WHAT IS EXPECTED
Only the lines from the line containing "for platform_toolchain, test_list" to the end of the records, both included, belong in the answer, copied exactly.

• • • • • • •

PR #184, opened 2016-09-05
Fix for Issue 181

### LINKED ISSUE #181: Trying to create html report results in error if platform or toolchain contain "-"
Using the command **mbedgt -V --report-html=my_report.html** resulted in the attached error.

I believe the root cause is that line 599 of mbed_report_api.py splits the string platform_toolchain without setting the optional maxsplit parameter to 1.  My toolchain is frdm-k64f-gcc so the result of splitting the string (on '-') is four substrings which cannot be assigned to two variables.

When I changed the line to **platform, toolchain = platform_toolchain.split('-', 1)**, the error goes away and the html is generated.  I am very new to Python so maybe there's a better way to fix this.

capture

ConorPKeegan:
# Changes
* When splitting up <PLATFORM>-<TOOLCHAIN>, we now only take the last element of the split (the toolchain, as it should not contain a '-'), and then remove that from the original string to get the platform
* Problem occurred when platform contained a '-'

# Fixes
* This pull request fixes #181

### DIFF
--- a/mbed_greentea/mbed_report_api.py
+++ b/mbed_greentea/mbed_report_api.py
@@ -598,7 +598,10 @@ def exporter_html(test_result_ext, test_suite_properties=None):
     # Populate a set of all of the unique tests
     for platform_toolchain, test_list in test_result_ext.iteritems():
         # Format of string is <PLATFORM>-<TOOLCHAIN>
-        platform, toolchain = platform_toolchain.split('-')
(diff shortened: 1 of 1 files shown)


ConorPKeegan:
@mazimkhan @bridadan Please can you review this fix

bridadan:
LGTM!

• • • • • • •

YOUR RESPONSE
     for platform_toolchain, test_list in test_result_ext.iteritems():
         # Format of string is <PLATFORM>-<TOOLCHAIN>
-        platform, toolchain = platform_toolchain.split('-')
(diff shortened: 1 of 1 files shown)


ConorPKeegan:
@mazimkhan @bridadan Please can you review this fix

bridadan:
LGTM!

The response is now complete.